▸ **What you have to do**
Write the number of lines in the material below that contain "might", with no other words.

▸ **Excerpted data**
Start of Block

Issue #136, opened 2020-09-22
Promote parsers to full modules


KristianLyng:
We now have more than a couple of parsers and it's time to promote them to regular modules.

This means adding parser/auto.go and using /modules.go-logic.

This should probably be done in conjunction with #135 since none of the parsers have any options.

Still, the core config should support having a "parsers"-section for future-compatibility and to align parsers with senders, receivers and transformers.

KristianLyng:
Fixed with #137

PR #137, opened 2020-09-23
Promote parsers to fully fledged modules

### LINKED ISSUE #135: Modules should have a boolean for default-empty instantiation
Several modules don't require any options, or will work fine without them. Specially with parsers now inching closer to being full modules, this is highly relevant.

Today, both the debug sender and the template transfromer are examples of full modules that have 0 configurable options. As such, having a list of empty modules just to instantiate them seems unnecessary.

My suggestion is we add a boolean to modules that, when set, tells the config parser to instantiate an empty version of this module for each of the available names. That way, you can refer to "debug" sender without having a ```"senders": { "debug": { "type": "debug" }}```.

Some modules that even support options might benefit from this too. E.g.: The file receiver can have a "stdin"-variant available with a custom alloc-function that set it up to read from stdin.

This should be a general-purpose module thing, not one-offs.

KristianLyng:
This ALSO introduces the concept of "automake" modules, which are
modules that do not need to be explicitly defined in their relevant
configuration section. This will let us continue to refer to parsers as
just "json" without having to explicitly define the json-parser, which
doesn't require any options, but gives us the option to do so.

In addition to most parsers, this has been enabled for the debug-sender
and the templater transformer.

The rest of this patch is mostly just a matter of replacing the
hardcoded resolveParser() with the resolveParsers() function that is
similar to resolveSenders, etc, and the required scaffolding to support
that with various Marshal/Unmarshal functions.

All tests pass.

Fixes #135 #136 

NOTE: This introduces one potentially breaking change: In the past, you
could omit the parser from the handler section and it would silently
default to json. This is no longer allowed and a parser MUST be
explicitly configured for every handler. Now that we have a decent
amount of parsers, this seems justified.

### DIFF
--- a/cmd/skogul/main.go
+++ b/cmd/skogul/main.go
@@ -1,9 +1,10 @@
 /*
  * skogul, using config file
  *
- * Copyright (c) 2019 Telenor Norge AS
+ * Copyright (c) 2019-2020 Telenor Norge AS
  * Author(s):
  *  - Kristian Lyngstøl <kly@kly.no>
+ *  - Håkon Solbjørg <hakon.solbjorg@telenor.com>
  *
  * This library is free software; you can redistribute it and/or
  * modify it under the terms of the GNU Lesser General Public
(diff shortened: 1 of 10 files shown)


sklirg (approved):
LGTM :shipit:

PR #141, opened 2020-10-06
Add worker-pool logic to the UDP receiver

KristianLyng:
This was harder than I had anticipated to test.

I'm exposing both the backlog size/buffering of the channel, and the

End of Block
Start of Block

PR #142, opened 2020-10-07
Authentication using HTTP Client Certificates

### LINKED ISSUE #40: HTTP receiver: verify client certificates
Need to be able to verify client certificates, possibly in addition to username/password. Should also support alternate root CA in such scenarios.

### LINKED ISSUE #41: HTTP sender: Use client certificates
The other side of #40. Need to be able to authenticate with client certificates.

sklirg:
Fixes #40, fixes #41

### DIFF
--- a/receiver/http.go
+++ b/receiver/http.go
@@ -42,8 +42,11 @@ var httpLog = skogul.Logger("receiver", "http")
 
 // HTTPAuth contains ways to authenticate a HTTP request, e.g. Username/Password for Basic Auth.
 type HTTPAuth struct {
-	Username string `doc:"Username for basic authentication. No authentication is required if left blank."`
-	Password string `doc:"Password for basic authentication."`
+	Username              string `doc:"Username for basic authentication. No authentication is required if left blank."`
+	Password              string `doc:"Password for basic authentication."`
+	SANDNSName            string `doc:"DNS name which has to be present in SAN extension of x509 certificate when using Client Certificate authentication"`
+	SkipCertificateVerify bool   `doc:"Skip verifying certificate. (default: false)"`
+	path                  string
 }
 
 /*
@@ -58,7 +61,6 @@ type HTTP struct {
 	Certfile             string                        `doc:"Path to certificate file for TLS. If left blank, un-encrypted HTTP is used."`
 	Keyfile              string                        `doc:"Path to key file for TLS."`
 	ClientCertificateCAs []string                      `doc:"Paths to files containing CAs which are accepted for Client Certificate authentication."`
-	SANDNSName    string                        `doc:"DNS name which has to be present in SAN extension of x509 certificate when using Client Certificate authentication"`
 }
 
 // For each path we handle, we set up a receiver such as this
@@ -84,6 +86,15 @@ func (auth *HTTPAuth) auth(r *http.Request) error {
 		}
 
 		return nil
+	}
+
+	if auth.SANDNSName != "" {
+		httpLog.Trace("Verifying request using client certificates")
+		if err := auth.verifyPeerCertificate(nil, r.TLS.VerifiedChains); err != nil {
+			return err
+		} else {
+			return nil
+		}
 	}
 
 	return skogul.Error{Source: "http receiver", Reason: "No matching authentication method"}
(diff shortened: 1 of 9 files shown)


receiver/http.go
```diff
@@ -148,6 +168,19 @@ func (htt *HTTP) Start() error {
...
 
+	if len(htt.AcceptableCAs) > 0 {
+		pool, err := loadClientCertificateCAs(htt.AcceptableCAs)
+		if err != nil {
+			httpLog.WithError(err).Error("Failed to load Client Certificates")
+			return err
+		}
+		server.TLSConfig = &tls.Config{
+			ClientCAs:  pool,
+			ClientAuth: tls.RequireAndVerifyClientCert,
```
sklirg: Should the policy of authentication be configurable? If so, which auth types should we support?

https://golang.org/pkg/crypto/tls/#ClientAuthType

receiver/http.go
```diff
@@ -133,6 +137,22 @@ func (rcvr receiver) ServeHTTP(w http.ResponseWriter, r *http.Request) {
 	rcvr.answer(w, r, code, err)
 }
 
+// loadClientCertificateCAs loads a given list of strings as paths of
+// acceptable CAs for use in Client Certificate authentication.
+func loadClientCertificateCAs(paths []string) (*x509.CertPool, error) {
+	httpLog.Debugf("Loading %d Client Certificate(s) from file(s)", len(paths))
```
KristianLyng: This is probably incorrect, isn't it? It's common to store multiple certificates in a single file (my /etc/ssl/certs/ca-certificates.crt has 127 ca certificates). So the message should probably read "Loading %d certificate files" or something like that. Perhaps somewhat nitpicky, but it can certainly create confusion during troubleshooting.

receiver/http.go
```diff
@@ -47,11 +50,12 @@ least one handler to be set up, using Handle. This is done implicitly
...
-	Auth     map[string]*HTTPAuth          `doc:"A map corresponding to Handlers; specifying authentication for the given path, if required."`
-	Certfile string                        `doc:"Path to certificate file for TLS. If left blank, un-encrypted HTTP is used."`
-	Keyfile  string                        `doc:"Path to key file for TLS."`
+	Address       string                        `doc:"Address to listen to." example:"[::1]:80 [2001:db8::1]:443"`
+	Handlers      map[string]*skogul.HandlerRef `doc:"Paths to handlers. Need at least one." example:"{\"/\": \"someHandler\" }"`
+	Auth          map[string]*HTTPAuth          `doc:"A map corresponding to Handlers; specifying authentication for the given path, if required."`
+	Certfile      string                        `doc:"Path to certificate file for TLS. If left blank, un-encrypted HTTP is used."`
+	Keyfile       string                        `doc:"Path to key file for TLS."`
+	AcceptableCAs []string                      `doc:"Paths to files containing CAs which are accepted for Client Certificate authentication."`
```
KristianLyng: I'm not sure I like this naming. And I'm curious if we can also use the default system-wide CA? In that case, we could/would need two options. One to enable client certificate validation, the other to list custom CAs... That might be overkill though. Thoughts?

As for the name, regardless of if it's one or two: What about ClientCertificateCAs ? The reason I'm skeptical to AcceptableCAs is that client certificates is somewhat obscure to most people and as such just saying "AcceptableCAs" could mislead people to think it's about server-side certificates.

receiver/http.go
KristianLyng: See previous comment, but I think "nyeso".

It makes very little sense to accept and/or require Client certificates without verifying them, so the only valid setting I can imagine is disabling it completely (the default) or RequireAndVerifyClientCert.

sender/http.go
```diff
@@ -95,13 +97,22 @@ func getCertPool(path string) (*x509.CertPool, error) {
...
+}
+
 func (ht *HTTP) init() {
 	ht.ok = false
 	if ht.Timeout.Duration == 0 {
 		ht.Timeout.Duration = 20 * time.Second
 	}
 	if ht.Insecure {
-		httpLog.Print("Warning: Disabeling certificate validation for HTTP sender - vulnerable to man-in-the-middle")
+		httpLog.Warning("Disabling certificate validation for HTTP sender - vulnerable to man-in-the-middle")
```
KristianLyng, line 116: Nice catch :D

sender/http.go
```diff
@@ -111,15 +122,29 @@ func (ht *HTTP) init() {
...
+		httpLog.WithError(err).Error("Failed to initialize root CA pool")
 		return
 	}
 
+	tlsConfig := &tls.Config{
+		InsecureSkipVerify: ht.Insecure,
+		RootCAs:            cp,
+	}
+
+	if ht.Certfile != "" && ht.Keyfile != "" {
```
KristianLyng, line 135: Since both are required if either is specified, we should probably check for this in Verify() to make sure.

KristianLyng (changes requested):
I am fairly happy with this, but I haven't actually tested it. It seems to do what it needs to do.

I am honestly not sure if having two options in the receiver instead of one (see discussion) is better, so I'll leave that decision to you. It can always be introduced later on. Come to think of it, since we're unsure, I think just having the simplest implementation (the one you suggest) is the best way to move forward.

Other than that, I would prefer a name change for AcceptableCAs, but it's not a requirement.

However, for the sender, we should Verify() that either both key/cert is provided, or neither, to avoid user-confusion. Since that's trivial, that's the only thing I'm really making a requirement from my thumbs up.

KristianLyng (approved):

End of Block

▸ **Result of the exercise**
2